Crèche et école

L’inclusion comme horizon

L’inclusion comme horizon

Remédier au phénomène de relégation vers l’enseignement spécialisé d’élèves issus de familles vivant dans la précarité est essentiel. Car ces enfants sont sans doute celles et ceux qui ont le plus besoin du soutien de l’école pour sortir du cycle de l’exclusion et voir s’ouvrir d’autres horizons.

« La plupart des jeunes et des parents que je croise ont une expérience de l’enseignement spécialisé », confie Arnaud Groessens. Cet ancien prof de secondaire dans l’enseignement général se souvient d’avoir été secoué lorsqu’il a été engagé chez ATD Quart-Monde.
« C’est la première fois que j’avais accès à la réalité des familles précarisées, qui sont complètement mises de côté. Les enfants y sont généralement orientés vers l’enseignement spécialisé dès la 3e maternelle ou la 1re primaire, et il n’est pas rare que les parents, voire les grands-parents, aient eux-mêmes fréquenté cet enseignement. C’est ce qu’on appelle un mécanisme de reproduction de la pauvreté, parce que les perspectives de vie active et d’autonomie réelle après l’enseignement spécialisé sont faibles. »
Arnaud Groessens est l’auteur, avec Marie D’Haese de la CODE (plateforme qui regroupe 19 ONG de défense des droits de l’enfant), du rapport Pauvreté et enseignement spécialisé : ‘Adieu la relégation ! Bonjour l’inclusion !’. Le terme « inclusion » fait écho au concept d’« école inclusive », que l’Avis n°3 du Pacte pour un enseignement d’excellence définit comme « permettant à un élève à besoins spécifiques de poursuivre sa scolarité dans l’enseignement ordinaire moyennant la mise en place d’aménagements raisonnables d’ordre matériel, pédagogique et/ou organisationnel ».
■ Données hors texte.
PR #642, opened 2021-08-08
Handle shadowed globals when they are JSX names

matthieugicquel:
The existing logic to identify shadowed globals was not used when the shadowed name is a JSX name, even though shadowing can happen in this case.

I encountered that while using sucrase so here's the change that makes this case work


alangpierce (approved):
Thank you, looks good to me!

alangpierce:
Just released as sucrase@3.20.1

PR #643, opened 2021-08-09
[jest-plugin] Fix transform regex in README

srmagura:
Previously, the regex would match filenames that simply contained `js` or `ts`, even if it wasn't the file extension. Like `my_js_logo.png`.


alangpierce (approved):
Thanks!

PR #648, opened 2021-09-24
Narrow the token to async when checking default exports

### LINKED ISSUE #543: Expected async keyword in function export
[Playground link](https://sucrase.io/#code=const%20a%20%3D%20%7B%7D%0A%0Aexport%20default%20a%0A%0Afunction%20b()%20%7B%7D)

```ts
const a = {}

export default a

function b() {}
```

benjdlambert:
Needed to use `tt._async` here to make sure that we check if it's an async function in default exports.

Fixes #543


freben:
@alangpierce Gentle ping! This is a really nice unblocker for us to get our ESM support in place. Thank you.

alangpierce:
Looks like npm authentication is down right now, but I'll publish when it's back up.

PR #653, opened 2021-10-10
[Proposal] Add removeTypeComments option

cyco130:
I have a use case where I want to **generate vanilla JavaScript code samples** (say, usage examples of a library) from TypeScript to **avoid maintaining two versions** of what is essentially the same code. With the right options, Sucrase comes very close. But, unfortunately, it won't remove comments attached to TypeScript-only constructs:

```typescript
// I want this comment to stay

// But I want this one gone, it belongs to the interface (empty line is the heuristic)
interface Foo {}
```

I implemented this behind a new option called `removeTypeComments` and I added a test case.

I think this could quickly become a major use case with, for instance, a Docusaurus or MDX plugin. I have already released [a package](https://www.npmjs.com/package/detype) that does something similar (using Babel + Prettier + a few tricks) but this feels much cleaner.

What do you think?

### DIFF
--- a/src/Options-gen-types.ts
+++ b/src/Options-gen-types.ts
@@ -27,6 +27,7 @@ export const Options = t.iface([], {
   filePath: t.opt("string"),
   production: t.opt("boolean"),
   disableESTransforms: t.opt("boolean"),
+  removeTypeComments: t.opt("boolean"),
 });
 
 const exportedTypeSuite: t.ITypeSuite = {
--- a/src/Options.ts
+++ b/src/Options.ts
@@ -51,6 +51,10 @@ export interface Options {
    * separators, etc.
    */
   disableESTransforms?: boolean;
+  /**
+   * Remove comments attached to removed TypeScript constructs.
+   */
+  removeTypeComments?: boolean;
 }
 
 export function validateOptions(options: Options): void {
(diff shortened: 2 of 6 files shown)


alangpierce:
Hi @cyco130, cool use case, and your `detype` package looks cool.

Unfortunately, I think I'd prefer to keep this out of scope of Sucrase. I think of Sucrase as being focused on transforming *code you write* to *code your JS engine can run*, and it's especially focused on use cases where tool performance can have a significant effect on productivity. The focused use case is what makes Sucrase stay manageable to maintain while keeping great performance. (As a less important note, Sucrase also currently has a guarantee that line numbers match before and after, which is helpful to avoid the need for source maps, so I'd be reluctant to break that with a use case like this.)

Of course, you're welcome to fork the project and extend it for this use case.

As for the implementation, this seems like a pretty good way to do it that handles a lot of cases, though I imagine it may need some further work to handle various edge cases. One example that comes to mind is a case like this:
```ts
class A {
  // some comment
  public foo() {
  }
}
```
Even though `public` is removed, the comment should probably stay in that case, if I'm understanding your use case. Making Sucrase smarter in these situations may require careful tweaks to the parser.

I think AST-based tools (like you're already using with `detype`) will probably give the best results when you want the output code to look nice. By the way, have you seen `recast` and `jscodeshift`? They're designed to allow transforming code while keeping the formatting as-is, so they might fit your use case better than `babel` (which loses existing formatting, if I understand right).

Closing this PR for now, but happy to discuss further if you want.

PR #678, opened 2022-02-01
fix(docs): Fix README typo, markdown linter problems

lobsterkatie:
This PR contains two changes, corresponding to the two commits included below.

- The actual reason for the PR: Fixes a spot in the `README.md` where the `imports` transform was referred to as the `import` transform.

- A "while I'm here might as well": Adds blank lines before lists and code fence language designations to please the markdown linter, for the markdown files at the top level of the repo. (Other things which were making the linter unhappy, like putting an H3 directly under an H1 without an intervening H2, I left alone, because I didn't actually want to change the appearance of anything.)


alangpierce (approved):
Thanks!

Issue #694, opened 2022-04-27
Plugin does not support Jest 28


fdc-viktor-luft:
Error when running `jest@28.0.1` with configuration:

```js
transform: { "\\.(js|jsx|ts|tsx)$": "@sucrase/jest-plugin" },
```

```
ERROR: ● Invalid return value:
  Code transformer's `process` method must return an object containing `code` key 
  with processed string. If `processAsync` method is implemented it must return 
  a Promise resolving to an object containing `code` key with processed string.
  Code Transformation Documentation:
  https://jestjs.io/docs/code-transformation
```

xalisys:
I am facing the exact same issue, any ideas?

fdc-viktor-luft:
Yes. Luckily it is very easy to fix. I'll create a PR.

alangpierce:
@fdc-viktor-luft Thanks for the PR! I just published the fix as @sucrase/jest-plugin 2.2.1

PR #695, opened 2022-04-28
Jest-Plugin: Support v28

fdc-viktor-luft:
This change is also backward compatible to earlier versions of Jest. Tested it also with Jest@27.

Fixes: https://github.com/alangpierce/sucrase/issues/694

### DIFF
--- a/integrations/jest-plugin/src/index.ts
+++ b/integrations/jest-plugin/src/index.ts
@@ -11,7 +11,11 @@ function getTransforms(filename: string): Array<Transform> | null {
   return null;
 }
 
-export function process(src: string, filename: string): string {
+// this is compatible to the one that is required by Jest, using the type from here:
+// https://github.com/mozilla/source-map/blob/0.6.1/source-map.d.ts#L6-L12
+type RawSourceMap = ReturnType<typeof transform>['sourceMap'];
+
+export function process(src: string, filename: string): {code: string; map?: RawSourceMap | string | null} {
   const transforms = getTransforms(filename);
   if (transforms !== null) {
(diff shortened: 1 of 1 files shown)


integrations/jest-plugin/src/index.ts
```diff
@@ -21,10 +25,10 @@ export function process(src: string, filename: string): string {
     });
     const mapBase64 = Buffer.from(JSON.stringify(sourceMap)).toString("base64");
     const suffix = `//# sourceMappingURL=data:application/json;charset=utf-8;base64,${mapBase64}`;
-    return `${code}\n${suffix}`;
+    return {code: `${code}\n${suffix}`, map: sourceMap};
```
alangpierce, line 28: Now that we're returning a source map, I bet we can remove `suffix` and get rid of the previous two lines. Let me try it to confirm; from https://github.com/alangpierce/sucrase/pull/661 , my way of testing originally was to try it out in WebStorm and see if breakpoints work.

alangpierce: Unfortunately, from some testing, it looks like the `sourceMappingURL` suffix is still necessary for breakpoints to work right in WebStorm, so it looks like it makes sense to keep.

alangpierce (approved):
Thank you! I'll push a quick fix for the prettier errors, then merge and cut a release.

alangpierce:
I tested several versions back in Jest and it seemed to work fine at least back to Jest 24, so I'll consider this non-breaking for semver purposes.

fdc-viktor-luft:
Nice. Thank you. Read your message too late. Fixed the prettier issues 🙂

PR #861, opened 2020-02-26
validator: fix linux bridge validation 

ffmancera:
When creating a linux bridge with an invalid bridge state the cleanup is
not being done.

### DIFF
--- a/libnmstate/validator.py
+++ b/libnmstate/validator.py
@@ -209,9 +209,10 @@ def validate_vxlan(state):
 def validate_bridge(state):
     for iface_state in state.get(schema.Interface.KEY, []):
         if iface_state.get(schema.Interface.TYPE) == LB.TYPE:
-            _assert_vlan_filtering_trunk_tags(
-                iface_state.get(LB.PORT_SUBTREE, [])
+            port_states = iface_state.get(LB.CONFIG_SUBTREE, {}).get(
+                LB.PORT_SUBTREE, []
             )
+            _assert_vlan_filtering_trunk_tags(port_states)
 
 
 def validate_ovs_link_aggregation(state):
--- a/libnmstate/validator.py
+++ b/libnmstate/validator.py
@@ -213,6 +213,15 @@ def validate_bridge(state):
                 LB.PORT_SUBTREE, []
             )
             _assert_vlan_filtering_trunk_tags(port_states)
+            _assert_bridge_port_vlan_not_implemented(port_states)
+
+
+def _assert_bridge_port_vlan_not_implemented(port_states):
+    for port in port_states:
+        if port.get(LB.Port.VLAN_SUBTREE):
+            raise NmstateNotImplementedError(
+                "Linux bridge port vlan filtering is not implemented yet."
+            )
 
 
 def validate_ovs_link_aggregation(state):
--- a/libnmstate/netapplier.py
+++ b/libnmstate/netapplier.py
@@ -66,6 +66,7 @@ def apply(desired_state, verify_change=True, commit=True, rollback_timeout=60):
     validator.validate_dhcp(desired_state)
     validator.validate_dns(desired_state)
     validator.validate_vxlan(desired_state)
+    validator.validate_bridge(desired_state)
 
     checkpoint = _apply_ifaces_state(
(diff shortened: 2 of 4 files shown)


tests/integration/linux_bridge_test.py
```diff
@@ -396,9 +396,9 @@ def test_port_vlan_not_implemented(port0_up):
     }
 
     bridge_state = _create_bridge_subtree_config((port_name,))
-    bridge_state[LinuxBridge.PORT_SUBTREE][0].update(port_vlan_config)
-    with linux_bridge(bridge_name, bridge_state):
```
tyll: It seems to be strange that this is needed. It seems that either `linux_bridge()` should be fixed or there is a bug in Nmstate.

If libnmstate.apply() fails, then Nmstate should revert everything with a rollback. Otherwise `linux_bridge()` should do it.

EdDev:
> When creating a linux bridge with an invalid bridge state the cleanup is
not being done.

What is not cleaning up correctly?
How is the new code fixing it?

tests/integration/linux_bridge_test.py
ffmancera: I am trying to reproduce it out of the test. I don't see anything wrong on linux_bridge or nmstate code..

tyll: What are you seeing inside of tests?

ffmancera:
After some investigation, I think this is a combination of `linux_bridge()` bugged and also an nmstate error. Nmstate should not apply this state. I will investigate it more.

ffmancera:
During the exception handling on tests I have been able to capture the following log:

```
------------------------------------------------------------------------------------------------------------ Captured stderr call ------------------------------------------------------------------------------------------------------------
Exception ignored in: <bound method _NmClient.__del__ of <libnmstate.nm.nmclient._NmClient object at 0x7fad76995b00>>
  File "/usr/lib/python3.6/site-packages/libnmstate/nm/nmclient.py", line 287, in __del__
    "_NmClient.delete_client() should be explicitly called "
libnmstate.error.NmstateInternalError: _NmClient.delete_client() should be explicitly called before python GC clean up the object.
```

ffmancera:
> During the exception handling on tests I have been able to capture the following log:
> 
> ```
> ------------------------------------------------------------------------------------------------------------ Captured stderr call ------------------------------------------------------------------------------------------------------------
> Exception ignored in: <bound method _NmClient.__del__ of <libnmstate.nm.nmclient._NmClient object at 0x7fad76995b00>>
> Traceback (most recent call last):
>   File "/usr/lib/python3.6/site-packages/libnmstate/nm/nmclient.py", line 287, in __del__
>     "_NmClient.delete_client() should be explicitly called "
> libnmstate.error.NmstateInternalError: _NmClient.delete_client() should be explicitly called before python GC clean up the object.
> ```

This is causing the warning because the state is being applied. This is probably happening because we are raising this inside the mainloop which is not good. I will propose a simple patch for this :)

libnmstate/validator.py
```diff
@@ -212,6 +212,16 @@ def validate_bridge(state):
             _assert_vlan_filtering_trunk_tags(
                 iface_state.get(LB.CONFIG_SUBTREE, {}).get(LB.PORT_SUBTREE, [])
             )
+            _assert_bridge_port_vlan_not_implemented(iface_state)
+
+
+def _assert_bridge_port_vlan_not_implemented(ifstate):
+    port_states = ifstate.get(LB.CONFIG_SUBTREE, {}).get(LB.PORT_SUBTREE, [])
```
EdDev: This duplicates line 213.

ffmancera: Yes, you are right. Thanks!

ffmancera:
> There is an empty commit here (`tests, integ: fix clean up on linux bridge test `).
> Only one small comment inline.

Ops, please ignore it. I am going to remove it.

libnmstate/validator.py
ffmancera: Done!

ffmancera:
Please, approve #909. I am going to close this ticket as the CI is bugged.

PR #862, opened 2020-02-26
validator: Drop unnused parameter at validate_interfaces_state()

elvgarrui:
The function validate_interfaces_state does not use the parameter
desired_state, therefore this patch removes it.


cathay4t:
CI failed due to a knonw issue of NetworkManager.

Issue #865, opened 2020-02-27
Retry when verification fails


cathay4t:
The `reapply()` of NetworkManager does not guarantee the state been active.
Currently we wait 0.5 seconds before quitting the mainloop which is not a good practice and 
already approved to problematic at issue #736 .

En route vers l’école inclusive

Concrètement, pour rendre inclusif l’enseignement ordinaire, le Pacte prévoit de le transformer en profondeur grâce à l’approche dite « évolutive ». Les élèves présentant des besoins spécifiques (troubles d’apprentissage ou de comportement, handicap…) seront accompagnés tout au long de leur parcours grâce à la mise en place d’aménagements raisonnables et suivis régulièrement au moyen d’un dossier d’accompagnement (DAccE).
De leur côté, les écoles pourront être soutenues dans cette tâche par de nouvelles structures créées à cet effet et complémentaires des Centres PMS : les pôles territoriaux. D’autres mesures sont prévues, comme la formation professionnelle continue des enseignant·es, la mise en œuvre d’un accompagnement personnalisé, le développement de classes à visée inclusive et la poursuite de projets d’intégration pour les élèves ayant fréquenté l’enseignement spécialisé.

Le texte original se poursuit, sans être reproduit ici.